Miró a Win como diciendo «ya sabes cómo funciona». Pero los ojos de Win, como de costumbre, no ofrecieron ningún solaz.

– ¿Renunció o la despidieron?

– Oh, dudo que la despidiesen -se apresuró a decir Arthur-. Mi madre era muy buena con la servidumbre. Rara vez, si es que lo hizo alguna vez, despidió a nadie. No estaba en su naturaleza.

Un político hasta la médula. La respuesta podía ser cierta o no -eso era muy poco relevante para Arthur Bradford- pero bajo ninguna circunstancia una pobre mujer negra despedida de su trabajo como sirvienta por una familia rica quedaría bien en la prensa. Un político lo percibe instintivamente y calcula su respuesta en cuestión de segundos; la realidad y la verdad deben siempre ocupar un puesto secundario ante los dioses del sonido y la percepción.

Myron insistió.

– Por lo que dijo su familia, Anita Slaughter trabajó aquí hasta el día que desapareció.

Ambos eran demasiado listos como para morder el cebo y decir:

«¿Desapareció?», pero Myron decidió no abrir la boca y esperar. Las personas detestan el silencio y a menudo se apresuran a decir algo sólo para romperlo. Era un viejo truco de la poli: no decir nada y dejar que cavasen sus propias tumbas con explicaciones.
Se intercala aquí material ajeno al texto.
PR #413, opened 2017-09-27
[IMPAC-639] Threshold currency

xaun:
Rebased this feature on-top of 1.6.1. The last commit contains fixes & refactors required due the the latest changes in 1.6.1. All previous commits were reviewed here: https://github.com/maestrano/impac-angular/pull/400.

PR #511, opened 2018-04-11
Archive/threshold currency

cesar-tonnoir:
Replaces #413


xaun:
Replaced by https://github.com/maestrano/impac-angular/pull/514 (which rebases these changes on-top of 1.7)

PR #522, opened 2018-05-02
[IMPAC-868] Implemented improvements on invoices list widget

abdullahshafiq63:


src/components/widgets/accounts-invoices-list/accounts-invoices-list.directive.coffee
```diff
@@ -53,6 +61,17 @@ module.controller('WidgetAccountsInvoicesListCtrl', ($scope, $q, ImpacRoutes, Bo
     $scope.trxList.resources = resourcesType
     $scope.trxList.fetch()
 
+  $scope.trxList.changeOverdueFilter = (overdueFilter) ->
```
cesar-tonnoir: Shouldn't it be in the "transactions-list" component scope?
I mean, if I want to use the transactions-list component in another widget, the behaviour will be the same isn't it?
Same comment for `changeQuery`

abdullahshafiq63: @cesar-tonnoir both 'changeOverdueFilter' and 'changeQuery' make use of the fetch function hence its written in parent scope.

Both 'invoices-list' and 'cash-projection' are responsible for fetching transactions list and passing this down to 'transaction-list' component, which simply displays them in a table.

In order to perform some search or filter we have to notify the parent in order to fetch transactions again and pass them to transaction-list component to display the updated results.

I followed the already implemented flow of 'changeResourcesType' i.e 'see money in/ see money out' filter.

cesar-tonnoir: ok, fair enough / we may need to revise this logic then but that's not in the scope of this task

PR #527, opened 2018-05-10
[IMPAC-850] Add confirm modal for delete transactions & fixes

xaun:
- Refactored the existing delete-widget & delete-schedule into one component, and now also using it for delete-transaction. This makes all the widget modal interacts streamline. I have used transclusion to give the flexibility to use this component for a wider array of applications (based on @agranado2k saying the schedule modal needs to be extended soon).
       screen shot 2018-05-10 at 16 12 17
- Fix transactions-list `deleteTransactionsGroup` method breaking the promise chain
- Fix no cursor pointer for schedule transaction action button 

@cesar-tonnoir I think this should go in with 1.7.4, as there is a confirm modal for delete schedule transactions, but no confirm modal for deleting transactions, if you disagree, I can apply the two fixes separately. Thanks


src/components/common/transactions-list/transactions-list.component.coffee
```diff
@@ -141,21 +165,23 @@ module.component('transactionsList', {
...
       # TODO: should be accessible by recurring transactions only
-      return unless trx.recurring_parent
-      ctrl.onDeleteParentTransaction({ resourcesType: ctrl.resourcesType, trxId: trx.recurring_parent })
-      # Remove all children transactions and parent transaction if it is a forecast
-      _.remove(ctrl.currentAttributes.transactions, (trxInList) ->
-        (trxInList.recurring_parent == trx.recurring_parent) || (trxInList.id == trx.recurring_parent && trxInList.status == 'FORECAST')
+      return $q.when(null) unless trx.recurring_parent
+      args = { resourcesType: ctrl.resourcesType, trxId: trx.recurring_parent }
+      ctrl.onDeleteParentTransaction(args).finally(->
+        # Remove all children transactions and parent transaction if it is a forecast
```
cesar-tonnoir: I wouldn't add a `finally` there: we don't need to wait for the API response to remove the elements from the list

PR #529, opened 2018-05-14
Refactor transactions-list component

agranado2k:
- Redesign delete transaction and schedule:
-- it seems more calendar action where you have option to delete all occurrences or only one
- BugFix to create schedule from real transaction


agranado2k:
These stuffs were added in another PR
https://github.com/maestrano/impac-angular/pull/559

PR #537, opened 2018-05-17
[IMPAC-837][IMPAC-838] Add grouping of trends, and visualization when adding trends

manu-d:


xaun:
Replace by #542 and #543

PR #540, opened 2018-05-21
[MARLIN-123] Feature/rec engine 1.0.0

MarcoBgn:
- Add settings tab allowing Users to choose the data source (i.e primary, Xero, Manual)
- Add field to Widget service allowing Settings Options to be passed


src/components/widgets-settings/source-selector/source-selector.tmpl.html
```diff
@@ -0,0 +1,10 @@
+<div class="settings source-selector">
+  <h5 translate>impac.widget.settings.source-selector.select_source</h5>
+
+  <div class="widget-lines-container">
+    <div class="widget-line" ng-repeat="app in organizationApps">
+      {{app.label}}
```
xaun: Best to wrap this text in a more semantic element, like `<p>`, `<span>`, or `<label>` (https://www.w3.org/TR/html5/grouping-content.html#the-div-element)

src/components/widgets-settings/source-selector/source-selector.directive.coffee
```diff
@@ -0,0 +1,80 @@
...
+      parentWidget: '='
+      deferred: '='
+    },
+    template: $templateCache.get('widgets-settings/source-selector.tmpl.html'),
+
+    link: (scope) ->
+      w = scope.parentWidget
+
+      # Will there be a multi-org use case?
+      scope.mode ||= 'single'
```
xaun: There is no binding for `mode`, so it will never be previously set, is this intentional is it's a todo?

MarcoBgn: Yes, at the moment only single organization is being managed. I have added a `TODO` to make it more explicit

PR #559, opened 2018-06-13
Improve Transaction-list component

agranado2k:
- merge the options to delete transactions (only one and all recurring)

### DIFF
--- a/src/components/common/transactions-list/transactions-list.component.coffee
+++ b/src/components/common/transactions-list/transactions-list.component.coffee
@@ -210,6 +210,8 @@ module.component('transactionsList', {
         trxGroupId = trx.id
         trx.recurring = false
       else
+        # trx.recurring_parent is recurring_parent's id
+        # TODO: rename recurring_parent to recurring_parent_id when the resource in Bolt change id
         return unless trx.recurring_parent
         trxGroupId = trx.recurring_parent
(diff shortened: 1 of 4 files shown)


src/components/common/transactions-list/transactions-list.component.coffee
```diff
@@ -206,7 +206,14 @@ module.component('transactionsList', {
 
     # Remove all children and update parent
     deleteTransactionsGroup = (trx) ->
-      trxGroupId = if trx.recurring then trx.id else trx.recurring_parent
+      if trx.recurring
+        trxGroupId = trx.id
+        trx.recurring = false
+      else
+        return unless trx.recurring_parent
+        trxGroupId = trx.recurring_parent
```
MarcoBgn: Shouldn't be `trx.recurring_parent.id` here?

MarcoBgn (commented):
@agranado2k just a comment about the `trxGroupId`

src/components/common/transactions-list/transactions-list.component.coffee
agranado2k: Actually no because `trx.recurring_parent` is already id... the name is not good... should be `trx.recurring_parent_id`. I agree.. but the resource in Bolt is like it... :/

MarcoBgn: Right, can you add a comment to avoid future headaches? :)

MarcoBgn (approved):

Con los políticos los resultados siempre eran interesantes: eran lo bastante listos como para saber que debían mantener las bocas cerradas, pero genéticamente eran incapaces de hacerlo.

– Lo siento -acabó por decir Arthur Bradford-. Como dije antes, mamá se encargaba de estos asuntos.

– Entonces quizá deba hablar con ella -dijo Myron.

– Mamá no se encuentra bien. La pobre tiene más de ochenta años.

– Así y todo me gustaría intentarlo.

– Me temo que no va a ser posible.

Ahora había un ligero toque acerado en su voz.

– Comprendo -asintió Myron-. ¿Sabe quién es Horace Slaughter?

– No -contestó Arthur-. Supongo que es un pariente de Anita.

– Su marido. -Myron miró a Chance-. ¿Le conoce?

– No, que yo recuerde -respondió Chance.

No que yo recuerde. Como si fuese un testigo en el estrado, que necesitase dejar una salida.

– Según los registros telefónicos, ha llamado varias veces a las oficinas de su campaña.

– Muchas personas llaman a nuestras oficinas de campaña -dijo Arthur. Después añadió con una pequeña risita-: Al menos eso espero.

Chance también se rió. Estos chicos Bradford eran la mar de divertidos.

– Sí, supongo.

Myron se giró hacia Win. Win asintió. Los dos se levantaron.

– Gracias por vuestro tiempo -dijo Win-. Ya conocemos el camino hasta la salida.

Los dos políticos intentaron no mostrarse demasiado asombrados. Chance por fin acabó por resquebrajarse un poco.

– ¿Qué demonios es esto?

Arthur lo silenció con una mirada. Se levantó para estrecharles la mano, pero Myron y Win ya estaban en la puerta.

Myron se volvió para hacer su mejor interpretación de Colombo.

– Curioso.

– ¿Qué? -preguntó Arthur Bradford.

– Que no recordase mejor a Anita Slaughter. Creía que sí.

Arthur levantó las palmas hacia arriba.

– Hemos tenido a muchísimas personas trabajando aquí a lo largo de los años.

– Es verdad -dijo Myron al tiempo que salía-. ¿Pero cuántas de ellas encontraron el cadáver de su esposa?

Los dos hombres se convirtieron en mármol; quietos, suaves y fríos. Myron no esperó más. Soltó la puerta y siguió a Win.